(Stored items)
::::::

PR #12067, opened 2026-08-22
test(backend): stub with_rate_limit so test_task_sharing can be colle…

abunet:
…cted

tests/unit/test_task_sharing.py fails at COLLECTION on main:

    tests/unit/test_task_sharing.py:144: in <module>
        import routers.action_items as action_items_router
    routers/action_items.py:362: in <module>
        uid: str = Depends(auth.with_rate_limit(auth.get_current_user_uid, "action_items:list")),
    AttributeError: module 'utils.other.endpoints' has no attribute 'with_rate_limit'

The list route started wrapping its auth dependency in the rate-limit decorator at module level, and this file stubs utils.other.endpoints with only get_current_user_uid. Nothing in the file runs -- all 30 tests are lost, and the failure is a collection error rather than a test failure, so it does not look like a broken assertion.

It is invisible to a changed-file selector: the PR that added the decorator touched routers/action_items.py and utils/other/endpoints.py, not this test, so the selection never included it. Found by running the whole backend suite file-by-file.

The stub returns the dependency itself rather than a MagicMock: the decorator's return value IS the FastAPI dependency, and a MagicMock there fails signature inspection further in.

Verification: tests/unit/test_task_sharing.py -> 30 passed (was: 1 collection error).

## Failure class (fixes)

Failure-Class: none

## Scoped cleanups (optional)

<a href="https://cubic.dev/pr/BasedHardware/omi/pull/12067?utm_source=github" target="_blank" rel="noopener noreferrer" data-no-image-dialog="true"><picture><source media="(prefers-color-scheme: dark)" srcset="https://www.cubic.dev/buttons/review-in-cubic-dark.svg"><source media="(prefers-color-scheme: light)" srcset="https://www.cubic.dev/buttons/review-in-cubic-light.svg">Review in cubic</picture></a>

### DIFF
--- a/backend/tests/unit/test_task_sharing.py
+++ b/backend/tests/unit/test_task_sharing.py
@@ -123,6 +123,11 @@ utils_users_mod.get_user_display_name = MagicMock(return_value="TestUser")
 _stub_module("utils.other")
 _stub_module("utils.other.endpoints")
 sys.modules["utils.other.endpoints"].get_current_user_uid = MagicMock()
+# The list route wraps its auth dependency in the rate-limit decorator at MODULE level
+# (routers/action_items.py), so the stub has to carry it or importing the router raises before a
+# single test runs. Identity rather than a MagicMock: the return value IS the FastAPI dependency,
+# and a MagicMock there fails signature inspection further in.
+sys.modules["utils.other.endpoints"].with_rate_limit = lambda dependency, _policy: dependency
 
 # The action-items router imports the list-read budget seam at module level
 # (#11831). Delegate the stubbed submodule to the real (stdlib-only) module so


Git-on-my-level:
Verified — this is a real collection failure and the fix is correct.

What I checked:

- Diagnosis confirmed: `routers/action_items.py:362` wraps the list route's auth dependency as `Depends(auth.with_rate_limit(auth.get_current_user_uid, "action_items:list"))` at module import, so importing the router against a stubbed `utils.other.endpoints` without `with_rate_limit` raises `AttributeError` before a single test runs — exactly the failure in your description.

- Reproduced on the parent commit (9a4951f4c5): collecting `backend/tests/unit/test_task_sharing.py` fails with `AttributeError: module 'utils.other.endpoints' has no attribute 'with_rate_limit'` — a collection error, so all 30 tests are silently skipped rather than reported as failing. Your point that this is invisible to a changed-file selector is well taken: the PR that added the decorator touched `routers/action_items.py` and `utils/other/endpoints.py`, not this test.

- With this PR's head (39ca4045): `tests/unit/test_task_sharing.py` collects and passes 30/30 (0.32s). I also ran it immediately after `test_mcp_profile_contact.py`, which installs its own `with_rate_limit` stub on the same module — 35/35 passed, so the fix behaves under the sibling-stub ordering too.

- The identity lambda rather than a MagicMock is the right call: `with_rate_limit(auth_dependency, policy_name)` is invoked with two positional arguments at import, and FastAPI's dependency signature inspection downstream needs the real callable. This matches the existing pattern in the suite (`test_desktop_migration.py:175-176`, `test_mcp_profile_contact.py:127-128`).

Nice forensic work tracking this down via a full file-by-file suite run — collection errors hiding a whole test file are exactly the kind of silent regression worth this kind of fix. Thank you!

---

abunet:
Superseded by #12057, which landed the same stub on 2026-08-22 — `sys.modules["utils.other.endpoints"].with_rate_limit = lambda auth_dependency, policy_name: auth_dependency`, now at test_task_sharing.py:131 on main. Same diagnosis, same pass-through; only the parameter names differ, so there is nothing left here to merge. Thanks for picking it up.

PR #12069, opened 2026-08-22
fix(backend): declare the missing composite index for plugin_id-filtered message reads

igor-popov-dev:
## What changed and why

`get_app_messages` and `get_messages`'s app-scoped branch (both in `backend/database/chat.py`)
filter the `messages` collection by `plugin_id` and order by `created_at` descending, but
`firestore_index_registry.py` never declared the composite Firestore needs for that shape.
Production has it only because it was created by hand at some point; a fresh self-host deploy
gets `FailedPrecondition` 400 on `GET /v1/messages`.

Adds `MESSAGES_BY_APP_ORDERED_QUERY` to the registry (mirrors the already-registered
`chat_sessions_current_by_app_created_at` shape) and regenerates `firestore.indexes.json`.

none

## How it was verified

  `firestore.indexes.json` from the updated registry; diff is exactly the new
  `messages(plugin_id ASC, created_at DESC, __name__ DESC)` composite.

::::::

• [Task statement] Take the entries above and transcribe them exactly as they stand.

• [Reply]
PR #12067, opened 2026-08-22
test(backend): stub with_rate_limit so test_task_sharing can be colle…

abunet:
…cted

tests/unit/test_task_sharing.py fails at COLLECTION on main:

    tests/unit/test_task_sharing.py:144: in <module>
        import routers.action_items as action_items_router
    routers/action_items.py:362: in <module>
        uid: str = Depends(auth.with_rate_limit(auth.get_current_user_uid, "action_items:list")),
    AttributeError: module 'utils.other.endpoints' has no attribute 'with_rate_limit'

The list route started wrapping its auth dependency in the rate-limit decorator at module level, and this file stubs utils.other.endpoints with only get_current_user_uid. Nothing in the file runs -- all 30 tests are lost, and the failure is a collection error rather than a test failure, so it does not look like a broken assertion.

It is invisible to a changed-file selector: the PR that added the decorator touched routers/action_items.py and utils/other/endpoints.py, not this test, so the selection never included it. Found by running the whole backend suite file-by-file.

The stub returns the dependency itself rather than a MagicMock: the decorator's return value IS the FastAPI dependency, and a MagicMock there fails signature inspection further in.

Verification: tests/unit/test_task_sharing.py -> 30 passed (was: 1 collection error).

## Failure class (fixes)

Failure-Class: none

## Scoped cleanups (optional)

<a href="https://cubic.dev/pr/BasedHardware/omi/pull/12067?utm_source=github" target="_blank" rel="noopener noreferrer" data-no-image-dialog="true"><picture><source media="(prefers-color-scheme: dark)" srcset="https://www.cubic.dev/buttons/review-in-cubic-dark.svg"><source media="(prefers-color-scheme: light)" srcset="https://www.cubic.dev/buttons/review-in-cubic-light.svg">Review in cubic</picture></a>

### DIFF
--- a/backend/tests/unit/test_task_sharing.py
+++ b/backend/tests/unit/test_task_sharing.py
@@ -123,6 +123,11 @@ utils_users_mod.get_user_display_name = MagicMock(return_value="TestUser")
 _stub_module("utils.other")
 _stub_module("utils.other.endpoints")
 sys.modules["utils.other.endpoints"].get_current_user_uid = MagicMock()
+# The list route wraps its auth dependency in the rate-limit decorator at MODULE level
+# (routers/action_items.py), so the stub has to carry it or importing the router raises before a
+# single test runs. Identity rather than a MagicMock: the return value IS the FastAPI dependency,
+# and a MagicMock there fails signature inspection further in.
+sys.modules["utils.other.endpoints"].with_rate_limit = lambda dependency, _policy: dependency
 
 # The action-items router imports the list-read budget seam at module level
 # (#11831). Delegate the stubbed submodule to the real (stdlib-only) module so


Git-on-my-level:
Verified — this is a real collection failure and the fix is correct.

What I checked:

- Diagnosis confirmed: `routers/action_items.py:362` wraps the list route's auth dependency as `Depends(auth.with_rate_limit(auth.get_current_user_uid, "action_items:list"))` at module import, so importing the router against a stubbed `utils.other.endpoints` without `with_rate_limit` raises `AttributeError` before a single test runs — exactly the failure in your description.

- Reproduced on the parent commit (9a4951f4c5): collecting `backend/tests/unit/test_task_sharing.py` fails with `AttributeError: module 'utils.other.endpoints' has no attribute 'with_rate_limit'` — a collection error, so all 30 tests are silently skipped rather than reported as failing. Your point that this is invisible to a changed-file selector is well taken: the PR that added the decorator touched `routers/action_items.py` and `utils/other/endpoints.py`, not this test.

- With this PR's head (39ca4045): `tests/unit/test_task_sharing.py` collects and passes 30/30 (0.32s). I also ran it immediately after `test_mcp_profile_contact.py`, which installs its own `with_rate_limit` stub on the same module — 35/35 passed, so the fix behaves under the sibling-stub ordering too.

- The identity lambda rather than a MagicMock is the right call: `with_rate_limit(auth_dependency, policy_name)` is invoked with two positional arguments at import, and FastAPI's dependency signature inspection downstream needs the real callable. This matches the existing pattern in the suite (`test_desktop_migration.py:175-176`, `test_mcp_profile_contact.py:127-128`).

Nice forensic work tracking this down via a full file-by-file suite run — collection errors hiding a whole test file are exactly the kind of silent regression worth this kind of fix. Thank you!

---

abunet:
Superseded by #12057, which landed the same stub on 2026-08-22 — `sys.modules["utils.other.endpoints"].with_rate_limit = lambda auth_dependency, policy_name: auth_dependency`, now at test_task_sharing.py:131 on main. Same diagnosis, same pass-through; only the parameter names differ, so there is nothing left here to merge. Thanks for picking it up.

PR #12069, opened 2026-08-22
fix(backend): declare the missing composite index for plugin_id-filtered message reads

igor-popov-dev:
## What changed and why

`get_app_messages` and `get_messages`'s app-scoped branch (both in `backend/database/chat.py`)
filter the `messages` collection by `plugin_id` and order by `created_at` descending, but
`firestore_index_registry.py` never declared the composite Firestore needs for that shape.
Production has it only because it was created by hand at some point; a fresh self-host deploy
gets `FailedPrecondition` 400 on `GET /v1/messages`.

Adds `MESSAGES_BY_APP_ORDERED_QUERY` to the registry (mirrors the already-registered
`chat_sessions_current_by_app_created_at` shape) and regenerates `firestore.indexes.json`.

none

## How it was verified

  `firestore.indexes.json` from the updated registry; diff is exactly the new
  `messages(plugin_id ASC, created_at DESC, __name__ DESC)` composite.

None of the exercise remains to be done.